New Mexico forgoes green bonds on energy efficiency projects
SANTA FE, N.M. (AP) — New Mexico has decided against green-bond financing that has the potential to attract socially conscious investors as it forges ahead this month with energy efficiency improvements to a fleet of state buildings in Santa Fe.
The New Mexico Finance Authority that oversees a revolving infrastructure loan fund for public projects found few prospects for savings on borrowing costs on the Santa Fe project after studying the bond market for financing environmentally minded projects.
Separately bundled “green” bonds for the Santa Fe energy efficiency project would have been too small of an offering to attract competition from investors and future savings on interest, according to officials at the finance authority. Tax-exempt bonds without green certification were sold in June.
Installation of solar window film began this month in the first phase of renovations that include LED lighting, new heating and cooling equipment and controls, the addition of solar panels, electrical storage devices, new electrical transformers and other efficiency measures.
The General Services Department expects to reduce utility costs by 50% at about 30 revamped buildings and save $1.1 million annually under a guarantee with a general contractor.

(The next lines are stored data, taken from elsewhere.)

Issue #240, opened 2014-07-28
Improve query time for CH


karussell:
Some possibilities to make CH search faster:
- [x] separate list of edges for CH and normal edges #339
- [x] implement stall on demand #240
- [ ] do a `chgraph.optimize` after preparation to make shortcuts more compact. Shortcuts for one node should come after each other. And as we have called `disconnect` one edge is only used from one node.
- [x] try sorting the graph (see #233 and #12)
- [ ] tune parameters of preparation, see also #1225
- [ ]  Cache optimizing the PriorityQueue #489
- [ ] special case if just distance&time is necessary, then we do not need to call Path.extract but have the distance&time store in every shortcut
- [ ] combine with landmarks (currently A* makes CH slower => try same approach we do for edge based CH where we use something similar but not same as usual A* heuristic)
- [ ] try stall on demand for edge-based CH
- [ ] decouple base graph edge weights from CH #1067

The roughly $12 million construction project is dwarfed by broader infrastructure spending of more than $900 million authorized by lawmakers earlier this year amid a budget surplus.
Larry Behrens, western states director at an advocacy group for plentiful and inexpensive energy supplies called Power the Future, said the decision against green bonds speaks of broken promises. Power the Future does not disclose its financial contributors.
“In my mind they make these promises for these green deals, and they don’t add up once they do the math,” he said. “They realize they can’t afford it.”
Marketing the authority’s June infrastructure bonds as “green” would have required two separate and smaller offerings, possibly causing investors to pass and drive up interest rate costs, according to an email from Michael Zavelle, chief financial strategist for the finance authority, to colleagues obtained by The Associated Press.
Efforts to reduce energy consumption by state buildings are part of an emerging climate change strategy from first-year Democratic Gov. Michelle Lujan Grisham.
Lujan Grisham has vowed to make renewable energy investments and policies that address climate change a hallmark of her administration, while endorsing goals of the 2015 Paris climate agreement to limit global warming.